Since hydrogen is much more energy efficient than other green sources for powering vehicles, conversion of green electricity into hydrogen should be sufficient in yield and theoretically effective. Still, cost is an issue, and would have to decline 80% to meet viability goals.
One intermediate advantage of hydrogen is that it increases the capacity factors of renewable installations by allowing peak production but perhaps periods of lower usage on the grid to be linked over time by the use of hydrogen fuel cells as energy storage.
Infrastructure related to storage and transportation is still a concern, and green hydrogen ultimately rests on renewable energy production, which is dawning on investors as likely a more marginal source of energy for the long-term than expected. However, less real estate would be required to supply hydrogen than with electric stations. The time it takes to charge is also solved by hydrogen, which was a capacity problem for battery powered vehicles.

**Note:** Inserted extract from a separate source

Issue #1486, opened 2023-09-03
Configurable skill/stat gain factor?


thecatontheflat:
I want to run a test server with accelerated skills and stats gain.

Hyzon is focusing on the truck market, where electrification is more limited due to the necessary weight of the batteries, which would actually monopolize 20-30% of the payload a truck could carry. Also batteries don’t scale well in terms of cost relative to their physical size, and have reached the trough in terms of cost, now beginning to rise with supply chain and sourcing issues.
In general, hydrogen outperforms it in terms of fuel efficiency and is seen as a longer term solution.

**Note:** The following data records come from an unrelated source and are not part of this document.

PR #1492, opened 2023-09-04
Enable multiple characters from the same account

thecatontheflat:


kamronbatman:
I am not sure if that is enough to make this work. Sagas added a similar feature and they had a problem with CUO where it somehow got MUO to log in two NetStates to the same player. So we need specific checks for that.

kamronbatman:
> image
> This is the error CUO received on the logged in character when trying to login into the same character with the current implementation. It logs out the old character and logs in the new one

Yeah that is the happy path, but when CUO is modified to allow multiple characters, it somehow showed the player twice with a small delay between.

kamronbatman:
I did some testing on this. Looks like the CUO bug is an old one.

kamronbatman:
As pointed out in Discord, some systems may enumerate an accounts Mobiles, checking for a NetState to find out if the user is online. This would "break."

So let's leave this as a modification for the developer to do.

PR #1494, opened 2023-09-04
fix: An empty array of tiles is not the same as no water tiles being present

mdodkins:
Boats were completely broken. My server and client are based on 5.0.9.1.

Tracked it down to an empty list erroneously invalidating the sea water check.


kamronbatman:
I think I understand the bug but I am not sure. Can you give an example of how it's broken and where on the map?

PR #1509, opened 2023-09-22
feat: Replaces fastwalk with movement queue for players

kamronbatman:
### Summary

Replaces the leaky bucket fastwalk detection with a queued movement system. Clients will have fast movement queued (up to 100 movement requests) where each movement ack and movement itself is delayed by the movement speed. If a player exceeds the 100 queued movements, then they are disconnected.


kamronbatman:
This won't work since it runs packets out of order.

Glaring Issues with Hyzon Motors
Moving on to Hyzon specifically, the first thing to note is that there is no Q2 or Q3 2022 presentation or SEC filing. They gave note of their late filing with the following reason.
When this first happened half a year ago, the stock tanked 40%. Continued late filing notices are a concern over internal accounting and control. We can also not track their cash burn, which is essential in the current market given costs of capital.
As of the last 10-Q given for the Q1, the cash burn was the following. They had started burning about $35 million per quarter. The company has about $400 million in cash as of last filing, so in about three years that cash would be gone at current run-rate. The thing is, the company had just started with trial trucks. Cash burn was likely inflecting upwards here, and is likely at a much worse run-rate. They could be running out of cash quickly, especially as they have to scale for the first dozen of orders they are getting from customers in Europe and elsewhere, after they pilot a dozen or so of their trial trucks. It could be until after Q2 2023 that they even start with commercial scaling, and with higher cash burns associated with early ramp-up and the current higher testing phase, there might be dilutions already in late 2023 of current shareholders.
We don’t know though, because we have no financials that are updated for after the Chinese and European economic woes, where initial market interest seems to have come from.
Bottom Line
The bottom line is that Hyzon is to be avoided. There is enough debate around the viability of hydrogen, but yet another bet on a renewable vehicle company would be among the many that have been ill-fated as of late for investors, especially in the current economic climate where financing has become a lot more expensive.
Shareholders will have to hope for a Fed pivot before equity raising would be necessary in order to save themselves from dilution. Reflexivity risks remain severe. HYZN should be avoided.